Description of the task:
Below are the records; copy each line in which "then" occurs.

Extracted information:
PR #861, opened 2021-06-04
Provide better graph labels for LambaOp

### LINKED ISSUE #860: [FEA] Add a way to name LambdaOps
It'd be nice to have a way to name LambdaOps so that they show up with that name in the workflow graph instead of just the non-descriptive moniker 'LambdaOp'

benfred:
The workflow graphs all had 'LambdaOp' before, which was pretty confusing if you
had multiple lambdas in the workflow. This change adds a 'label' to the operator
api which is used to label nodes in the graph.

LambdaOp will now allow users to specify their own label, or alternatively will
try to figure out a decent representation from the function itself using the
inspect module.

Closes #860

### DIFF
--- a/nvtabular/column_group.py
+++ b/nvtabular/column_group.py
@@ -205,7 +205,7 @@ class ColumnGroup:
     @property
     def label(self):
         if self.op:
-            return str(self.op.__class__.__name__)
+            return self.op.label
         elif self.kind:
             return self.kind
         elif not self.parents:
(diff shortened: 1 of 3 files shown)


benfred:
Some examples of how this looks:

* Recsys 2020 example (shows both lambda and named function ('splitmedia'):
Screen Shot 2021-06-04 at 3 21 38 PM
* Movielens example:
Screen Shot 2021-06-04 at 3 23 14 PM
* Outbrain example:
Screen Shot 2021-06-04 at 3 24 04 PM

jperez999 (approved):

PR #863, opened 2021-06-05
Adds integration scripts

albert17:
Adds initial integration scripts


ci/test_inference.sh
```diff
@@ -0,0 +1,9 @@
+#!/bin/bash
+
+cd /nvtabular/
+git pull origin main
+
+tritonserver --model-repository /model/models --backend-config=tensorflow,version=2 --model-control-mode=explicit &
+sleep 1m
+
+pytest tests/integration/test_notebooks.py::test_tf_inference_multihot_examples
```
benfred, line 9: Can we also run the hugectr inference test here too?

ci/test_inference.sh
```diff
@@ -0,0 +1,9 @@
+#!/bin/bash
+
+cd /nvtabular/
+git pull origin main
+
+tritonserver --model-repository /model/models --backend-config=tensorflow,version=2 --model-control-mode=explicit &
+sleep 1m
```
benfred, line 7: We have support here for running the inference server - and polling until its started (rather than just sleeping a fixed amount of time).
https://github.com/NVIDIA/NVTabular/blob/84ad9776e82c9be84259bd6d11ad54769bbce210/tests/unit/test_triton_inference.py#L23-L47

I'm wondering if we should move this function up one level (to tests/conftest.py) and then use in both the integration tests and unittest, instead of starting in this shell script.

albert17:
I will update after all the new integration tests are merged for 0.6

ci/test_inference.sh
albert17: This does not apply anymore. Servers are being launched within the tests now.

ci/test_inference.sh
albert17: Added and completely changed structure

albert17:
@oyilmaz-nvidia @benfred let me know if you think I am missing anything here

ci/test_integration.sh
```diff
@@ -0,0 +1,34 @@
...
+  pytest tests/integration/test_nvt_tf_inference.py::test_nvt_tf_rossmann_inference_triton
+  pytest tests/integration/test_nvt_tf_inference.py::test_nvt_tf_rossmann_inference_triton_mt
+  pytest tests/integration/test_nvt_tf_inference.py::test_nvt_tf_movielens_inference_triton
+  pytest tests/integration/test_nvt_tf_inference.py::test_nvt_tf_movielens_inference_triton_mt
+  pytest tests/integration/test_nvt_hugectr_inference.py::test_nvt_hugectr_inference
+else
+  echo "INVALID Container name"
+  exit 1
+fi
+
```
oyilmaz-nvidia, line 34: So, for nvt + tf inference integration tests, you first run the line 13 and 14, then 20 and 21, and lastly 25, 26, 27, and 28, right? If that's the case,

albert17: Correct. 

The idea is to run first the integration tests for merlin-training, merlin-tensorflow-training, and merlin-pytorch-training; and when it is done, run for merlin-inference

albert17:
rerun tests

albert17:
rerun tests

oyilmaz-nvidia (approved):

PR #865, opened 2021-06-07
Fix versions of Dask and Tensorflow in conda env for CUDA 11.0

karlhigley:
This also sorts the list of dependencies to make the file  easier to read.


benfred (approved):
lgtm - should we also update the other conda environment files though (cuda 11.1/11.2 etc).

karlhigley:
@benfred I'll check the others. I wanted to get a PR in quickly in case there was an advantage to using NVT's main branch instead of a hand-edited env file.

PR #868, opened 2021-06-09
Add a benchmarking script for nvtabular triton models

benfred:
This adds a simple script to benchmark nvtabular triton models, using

Result of the task:
I'm wondering if we should move this function up one level (to tests/conftest.py) and then use in both the integration tests and unittest, instead of starting in this shell script.
oyilmaz-nvidia, line 34: So, for nvt + tf inference integration tests, you first run the line 13 and 14, then 20 and 21, and lastly 25, 26, 27, and 28, right? If that's the case,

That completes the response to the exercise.